How AI is Driving Dealerships into the Future | Live at DMSC 2026

The conversation around AI adoption in car dealerships has quickly shifted from “Should we?” to “Where will we see the most impact” and “How fast can we deploy?” At DMSC 2026, Thuy Adomitis, VP of Sales at Mia, joined a panel of industry leaders at the 2026 Digital Marketing Strategies Conference to talk through exactly that.

Thuy brings 25 years in the car business, including time spent on the lot selling cars herself. That ground-level perspective shapes the way she talks about AI adoption: not as a technology trend, but as an operational fix for problems dealers have lived with for years. Here’s what she shared.

Why are dealerships still missing so many phone calls?

Dealerships miss calls because inbound volume routinely outpaces BDC capacity, and the traditional fix of hiring more agents hits a cost ceiling fast.

The inbound phone line is a weak spot: Calls get missed. Agents are stretched thin. No one is covering the late-night or early-morning calls. The traditional answer has been to hire more BDC staff, but headcount has a ceiling, and cost follows it up.

One of our large dealer groups came to Mia with exactly this challenge. As one of the most sophisticated dealer groups in the country, they were already investing heavily in their BDC operation.
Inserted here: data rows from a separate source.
PR #3385, opened 2021-04-15
Fix variable replacement in text in briefings and debriefings

jg18:
As reported by @Karajorma in https://www.hard-light.net/forums/index.php?topic=97412.msg1909252#msg1909252 text replacement for variables in briefings/debriefings doesn't take into account the effects of evaluating SEXPs used to determine whether to include the  briefing/debriefing stage.

This PR moves text replacement for variables so that it's applied on a per-stage basis and only if the stage is selected for inclusion (i.e., if its SEXP formula evaluates to true).

**Gotchas**:
1. Text replacement in multi assumes that variables and variable operations (e.g., modify) are replicated on all clients. The same will apply to SEXP containers, once those are added.
2. Debriefing SEXPs are unavoidably evaluated server-side multiple times: once for *every* team in `debrief_multi_server_stuff()`, and then, if the server is not a standalone, *again* in `debrief_set_stages_and_multi_stuff()`. Therefore, **debriefing SEXPs in multi missions *should not* have side effects.**
3. Text replacement in debriefings, however, *can* have side effects in multi missions, because replacement occurs only once in both server and clients.

### DIFF
--- a/code/missionui/missiondebrief.cpp
+++ b/code/missionui/missiondebrief.cpp
@@ -1890,8 +1890,6 @@ static void debrief_init_music()
 
 void debrief_init()
 {
-	int i;
-
 	Assert(!Debrief_inited);
 //	Campaign.loop_enabled = 0;
 	Campaign.loop_mission = CAMPAIGN_LOOP_MISSION_UNINITIALIZED;
--- a/code/missionui/missiondebrief.cpp
+++ b/code/missionui/missiondebrief.cpp
@@ -699,6 +699,9 @@ void debrief_set_multi_clients( int stage_count, int active_stages[] )
 	// set the pointers to the debriefings for this client
 	for (i = 0; i < stage_count; i++) {
 		Debrief_stages[Num_debrief_stages++] = &Debriefing->stages[active_stages[i]];
+		// in multi, debriefing text replacement must occur client-side
+		// update most recently added stage only, in case replacement has side effects
+		debrief_replace_stage_text(*Debrief_stages[Num_debrief_stages - 1]);
 	}
 
 	Debrief_multi_stages_loaded = 1;
--- a/code/missionui/missiondebrief.cpp
+++ b/code/missionui/missiondebrief.cpp
@@ -460,6 +460,7 @@ int Debrief_award_text_num_lines = 0;
 // prototypes, you know you love 'em
 void debrief_add_award_text(const char *str);
 void debrief_award_text_clear();
+void debrief_replace_stage_text(debrief_stage &stage);
 
 
 
@@ -720,6 +721,8 @@ void debrief_multi_server_stuff()
 		stages[i] = stage_active[i];
 		for (j=0; j<debriefp->num_stages; j++) {
 			if ( eval_sexp(debriefp->stages[j].formula) ) {
+				// DISCUSSME: how to handle repeatedly evaluating SEXPs that have side effects?
+				// DISCUSSME: at what point should we replace text?
 				stage_active[i][num_stages] = j;
 				num_stages++;
 			}
@@ -780,7 +783,9 @@ int debrief_set_stages_and_multi_stuff()
 	}
 
 	for (i=0; i<debriefp->num_stages; i++) {
+		// DISCUSSME: is SEXP_TRUE the only acceptable value? What about SEXP_KNOWN_TRUE?
 		if (eval_sexp(debriefp->stages[i].formula) == 1) {
+			debrief_replace_stage_text(debriefp->stages[i]);
 			Debrief_stages[Num_debrief_stages++] = &debriefp->stages[i];
 		}
 	}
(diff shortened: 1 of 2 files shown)


code/missionui/missiondebrief.cpp
```diff
@@ -720,6 +721,8 @@ void debrief_multi_server_stuff()
 		stages[i] = stage_active[i];
 		for (j=0; j<debriefp->num_stages; j++) {
 			if ( eval_sexp(debriefp->stages[j].formula) ) {
+				// DISCUSSME: how to handle repeatedly evaluating SEXPs that have side effects?
```
MageKing17, line 724: IMO, we shouldn't do anything special; it's up to the mission designer to make sure their SEXP won't break by being evaluated for each team.

code/missionui/missiondebrief.cpp
```diff
@@ -780,7 +783,9 @@ int debrief_set_stages_and_multi_stuff()
 	}
 
 	for (i=0; i<debriefp->num_stages; i++) {
+		// DISCUSSME: is SEXP_TRUE the only acceptable value? What about SEXP_KNOWN_TRUE?
```
MageKing17, line 786: `eval_sexp()` will never return `SEXP_KNOWN_TRUE`, so this condition covers both (although it should maybe use `SEXP_TRUE` instead of a magic number 1).

MageKing17 (commented):
A couple of observations.

code/missionui/missiondebrief.cpp
jg18: Ok, but since in TVT missions, a stage's SEXP is evaluated multiple times, at what point do we perform text replacement on the stage? The first time the stage's SEXP evaluates to true?

code/missionui/missiondebrief.cpp
jg18: ok. so `eval_sexp()` will always return either `SEXP_TRUE` or `SEXP_FALSE`?

I think the other calls to `eval_sexp()` that this PR deals with consider `true` to be any non-zero value (i.e., anything other than `SEXP_FALSE` ). But I guess I should leave the code logic untouched.

So yeah, I guess the only change I'll make is replace `1` with 1SEXP_TRUE`, as you suggested.

code/missionui/missiondebrief.cpp
Karajorma: For a TvT it seems sensible not to try to second guess what the FREDder might intend. A FREDder might want different teams to have different values displayed. For instance, a "You need $points-required to win" message should be different for team 1 and 2.

jg18: @Karajorma And that's exactly the issue I was concerned about. I don't think there's a way to do this.

The only debrief info the server sends to clients is which debriefing stages to display (by index); see `send_debrief_info()` in multimsgs.cpp. The stage indices for each team are selected in this function we're talking about.

In fact, AFAICT there is no way for the server to send updated debriefing text to clients, so I'm not sure text replacement can even work in multi.

Are mission variables and variable operations (e.g., modify) replicated on the clients? If so, then we *might* have a chance of making text replacement work client-side, but I'm not sure there's a way to perform the sort of context-sensitive text replacement with the side effects you expect, or at least, not without a major rewrite of the `DEBRIEF_INFO` packet definition. But that'd be way out of scope.

jg18: I pushed the best possible solution for multi I can think of. Please see the list of gotchas in the PR's OP.

jg18: On second thought, I wonder why  I haven't seen this issue with briefings in multi. Maybe I overlooked something in the code....

Goober5000: Won't the debriefing stage SEXPs be evaluated on the client?  For TvT missions, each client will belong to a particular team, so the stage SEXP evaluation should necessarily take place on the client, not the server.  And therefore, each client will have its own copy of the text, which *should* have client-specific text replacement.

This is all educated guesswork though.  It will be necessary to run some TvT checks to see if this is a correct summary of stage handling.

Karajorma: SEXPs are never evaluated on the client. Only ever on the server. Text replacement however will be done on the client side. 

Anything that is labelled as a network variable should automatically be sent to the clients. The problem then is that the server will evaluate the event for both teams and then either send out two packets or send one containing the last value. This means you're going to need two variables for the TvT example I gave above. Nothing that can be done about that.

jg18: Ah. so variables marked as "Network" are replicated on the clients.

And yeah, per your TvT example, surely you can't have a single variable `points` that has different values for team 1 and team 2. How would the server maintain an authoritative value for `points` in that case?

So, to sum up the **multi-only** gotchas:
1. Text replacement works only for network variables.
2. SEXPs in debriefings should never have side effects.
3. Text replacement in debriefings, however, can have side effects.

Are these ok? Any other concerns about the PR?

Note that, as a consequence, unless we support "Network Containers", containers will not be usable for text replacement in multi.

Goober5000: No other concerns from me.  Just make sure the "gotchas" are documented somewhere that modders will see them.

Goober5000 (approved):
Looks good.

The issue was that the volume of inbound calls was outpacing the number of agents they could reasonably staff and pay.

Mia was deployed as a digital voice assistant at their BDC centers to handle the call volume their live agents couldn't absorb. The results speak for themselves:

  • 140,000+ calls and conversations handled by Mia
  • 44,000+ service appointments booked and pushed directly into their system
  • $14 Million in revenue generated from appointments booked by Mia.

Each of those 44,000 appointments represents a customer interaction that would have otherwise pulled a live agent off the floor or gone unanswered entirely. As Thuy puts it, "We shouldn't be putting our live agents on the phone to tell a customer they're open from seven to three. They should be problem-solving and building relationships."

That reframe is important: Implementing AI in your dealership is not about replacing people. Implementing AI is like implementing any other tool: It allows your team members to do their best work more efficiently.

The After-Hours Blind Spot

When Brian Pasch asked Thuy about dealership blind spots, her answer was specific: after-hours calls.

The outdated assumption dealers operate under is that if a customer calls after the store closes, they will leave a voicemail, and someone will follow up the next morning. It sounds reasonable, but in today’s “right now” economy, it’s a significant leak.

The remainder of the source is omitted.